DESCRIPTION OF THE TASK: Check each line of the data for "this" and select those that have it.

RECORDS TO USE:

PR #16271, opened 2019-02-27
thread MetaContext through the IdentifyUI

maxtaco:
- this should fix the problem of the context getting canceled in upcall-initiated identify3 from KBFS
- also, improvements with debug-tag logging throughout

### DIFF
--- a/go/chat/identify_ui.go
+++ b/go/chat/identify_ui.go
@@ -1,30 +1,35 @@
 package chat
 
-import "github.com/keybase/client/go/protocol/keybase1"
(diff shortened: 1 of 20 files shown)


maxtaco:
cc @chrisnojima this is the fix the issue @malgorithms saw

maxtaco:
We are, but if we have to conform to a rpc-generated server interface, we can't pass through `MetaContext`, we need to pass through `Context` and that necessitates getting the `G` from somewhere else.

EXERCISE RESPONSE:
- this should fix the problem of the context getting canceled in upcall-initiated identify3 from KBFS
cc @chrisnojima this is the fix the issue @malgorithms saw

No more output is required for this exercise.